Marius Gedminas on 09/05/2008 9:58 p.m. #
https://wiki.ubuntu.com/DebuggingProgramCrash tells you how to download debug symbols for all Ubuntu packages.
khaled on 09/05/2008 11:02 p.m. #
may be all what you is need python*-dbg packages
Jean-Paul on 09/06/2008 7:36 a.m. #
A lot of Debian packages have a "-dbg" version. The primary difference between the normal packages and these is generally that these include debugging symbols. You don't even have to be running python-dbg when your core is generated. You can install python-dbg after you already have a core and gdb will be able to find the symbols it needs. A lot of extensions packages also have -dbg versions, and it looks like Hardy has a *much* more complete set than previous releases did, though I'm not sure if it's 100%.
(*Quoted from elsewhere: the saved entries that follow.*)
PR #12, opened 2017-06-11
add "nowait" option to avoid asking for enter after modifications

### LINKED ISSUE #7: [Feature suggestion] Add a .vitrc variable to supress the confirmation shown after modifying and adding tasks
First, thanks for maintaining VIT! It is the best interface to taskwarrior that I have come across so far, and it really facilitates working with my tasks!

Whenever I add or modify a task in VIT, the shell pops up a message with info about the task and I need to press Enter to return back to VIT. I tried setting `verbose=nothing` in my `~/taskrc`, which removes the task information in the message, but still shows an empty message with one line prompting me to press return to continue.

Is there a way around this so that I just have to press return once when creating the task and stay in VIT, instead of seeing the message screen and having to press return to go back into VIT?

---

**Update 20170308** I initially forgot to mention that I have remapped task addition as such `map a=:!rw task add project:Work `, to save myself typing in the project every time. The default task addition binding does not require confirmation.

baszoetekouw:
This fixes #7

### DIFF
--- a/exec.pl
+++ b/exec.pl
@@ -27,6 +27,12 @@ sub task_exec {
 
 #------------------------------------------------------------------
 
+sub exited_successfully {
+  my $status = shift || 0;
+  return 1  if  WIFEXITED($status) and WEXITSTATUS($status)==0;
+  return undef;
+}
+
 sub shell_exec {
   my ($cmd,$mode) = @_;
   endwin();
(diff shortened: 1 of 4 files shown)


scottkosty:
merge-squashed at 35c70936.

scottkosty:
@baszoetekouw what do you think if I rename this config variable to just 'wait' ? I think that 'nowait=no' is slightly confusing. Also, 'wait' would be consistent with the recently added 'confirmation' variable.

scottkosty:
@baszoetekouw I was testing with

    set nowait=yes

If I press return on a task (to see more detailed information), nothing happens because it returns immediately. I'm wondering if we should make an exception for this case.

baszoetekouw:
I've changed the PR to now use "wait" instead of "nowait" (whcih I agree might be confusing), and I've fixed the bug for showing the summary with `wait=no`.
I'll make a new PR for these.

scottkosty:
Thanks, looks good.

Daniel Drake on 09/06/2008 10:06 p.m. #
In Gentoo you can do: FEATURES=nostrip emerge <foo>
Mike Fletcher on 09/07/2008 2:24 a.m. #
I actually went with the splitdebug rather than nostrip option for Gentoo. I also had to do an ebuild ... unpack in order to get the source so that it was easy to browse the crash-point-code. However, I wasn't able to get the gdb python extensions to work in that environment.
Mike Fletcher on 09/07/2008 2:27 a.m. #
Thanks all for the Ubuntu notes, I'll try the dbg packages when I'm working on that machine again.